An absolute and permanent ban on vivisection is not only a necessary law to protect animals and to show sympathy with their pain, but it is also a law for humanity itself… I have therefore announced the immediate prohibition of vivisection and have made the practice a punishable offense in Prussia. Until such time as punishment is pronounced the culprit shall be lodged in a concentration camp.

Göring also banned commercial animal trapping, imposed severe restrictions on hunting, and regulated the shoeing of horses. He imposed regulations even on the boiling of lobsters and crabs. In one incident, he sent a fisherman to a concentration camp for cutting up a bait frog.[/quote]

so are you all saying that the future of a few Palestinians and Israelis is more important than the extinction of all the top predators in Asia and Africa?

How fucked up is that.

[quote=“urodacus”]so are you all saying that the future of a few Palestinians and Israelis is more important than the extinction of all the top predators in Asia and Africa?

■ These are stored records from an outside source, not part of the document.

PR #4394, opened 2023-05-30
[CBRD-24828] Executor error when using udf() and bind variable in update query

beyondykk9:
http://jira.cubrid.org/browse/CBRD-24828

An error occurred in execution after binding a value in a prepared query including a stored procedure.

```
create table t_user (
        u_no int primary key,
        email varchar(100),
        yn char(1)
);

insert into t_user set
        u_no=123,
        email='info@cubrid.com',
        yn='Y';

prepare st from 'update t_user set email=(select encryptFunc(?)), yn=? where u_no = ?';

execute st using 'info@cubrid.com', 'Y', 123;
```
expected successful execution.

### DIFF
--- a/src/parser/type_checking.c
+++ b/src/parser/type_checking.c
@@ -12120,7 +12120,7 @@ pt_upd_domain_info (PARSER_CONTEXT * parser, PT_NODE * arg1, PT_NODE * arg2, PT_
 	{
 	case PT_TYPE_CHAR:
 	  dt->info.data_type.precision = ((dt->info.data_type.precision > DB_MAX_CHAR_PRECISION)
-					  ? DB_MAX_CHAR_PRECISION : dt->info.data_type.precision);
+					  ? DB_DEFAULT_PRECISION : dt->info.data_type.precision);
 	  break;
 
 	case PT_TYPE_VARCHAR:
@@ -12130,7 +12130,7 @@ pt_upd_domain_info (PARSER_CONTEXT * parser, PT_NODE * arg1, PT_NODE * arg2, PT_
 
 	case PT_TYPE_NCHAR:
 	  dt->info.data_type.precision = ((dt->info.data_type.precision > DB_MAX_NCHAR_PRECISION)
-					  ? DB_MAX_NCHAR_PRECISION : dt->info.data_type.precision);
+					  ? DB_DEFAULT_PRECISION : dt->info.data_type.precision);
 	  break;
 
 	case PT_TYPE_VARNCHAR:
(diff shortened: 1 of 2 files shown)


src/parser/type_checking.c
```diff
@@ -12120,7 +12120,7 @@ pt_upd_domain_info (PARSER_CONTEXT * parser, PT_NODE * arg1, PT_NODE * arg2, PT_
 	{
 	case PT_TYPE_CHAR:
 	  dt->info.data_type.precision = ((dt->info.data_type.precision > DB_MAX_CHAR_PRECISION)
-					  ? DB_MAX_CHAR_PRECISION : dt->info.data_type.precision);
```
hgryoo, line 12123: I'd like to confirm that it is related to db_value_domain_init() sets the precision according to the type and DB_DEFAULT_PRECISION. Am I understanding correctly?
If so, this behavior is tough to connect this concept if you don't know the context about it. Describing this behavior by a comment seems to be required here.

hgryoo:
Also, I'm not sure the NCHAR and VARNCHAR is dead code. But In case I don't know, this part should be updated in the same way before NCHAR nad VARNCHAR routine is removed.

src/parser/type_checking.c
beyondykk9: Ok, I will comment the context in the JIRA issue.

beyondykk9:
> Also, I'm not sure the NCHAR and VARNCHAR is dead code. But In case I don't know, this part should be updated in the same way before NCHAR nad VARNCHAR routine is removed.

Maybe this modified code might be useless, however, I expect that the code will be removed at code refactoring.

hyunikn:
The CREATE TABLE statement causes an error as shown below:
```
csql> create table t_user (
csql>         no int primary key,
csql>         email varchar(100),
csql>         yn char(1)
csql> );

In line 2, column 9,

ERROR: In line 2, column 9 before ' int primary key,
        email varchar(100),
        yn char(...'
Syntax error: unexpected 'no', expecting LIKE

```
Is 'no' a keyword?

hyunikn:
The above reproduction scenario (with updating 'no' to 'n'), and the following one in the related issue CBRD-24734 do not pass the PT_TYPE_CHAR case which is updated in this issue. Does the update has any effect on the scenarios?
```
CREATE OR REPLACE FUNCTION SP_FUNC() RETURN STRING
 AS LANGUAGE JAVA
 NAME 'SP_FUNC.SP_FUNC()  RETURN java.lang.String';
PREPARE st FROM '
 SELECT CASE WHEN ? = 1
             THEN ''1234567890'' || NVL2(?, ?, ''A'')
             ELSE ( SELECT sp_func() FROM dual )
        END AS p
 FROM dual
 ';
EXECUTE st USING 1, null, null;
```

hyunikn (approved):

ctshim (approved):

hgryoo (approved):

src/parser/type_checking.c
hgryoo: Please add a comment in the source file.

How fucked up is that.[/quote]
I don’t get it. Are you saying solutions to this two problems are mutually exclusive? It seems to me that, although you made points I would agree on, you’re doing so in a deliberately inflamatory way. Sure people don’t give a rat’s ass about other species extinction and (imo) that is a far bigger problem on the grand scale of things than some localized human conflict, but I fail to see how the two problem are related or what such a statement brings to the conversation.

I’m saying that making poaching endangered species a cause celebre in the context of crimes against hunanity seems to be some sort of coping mechanism.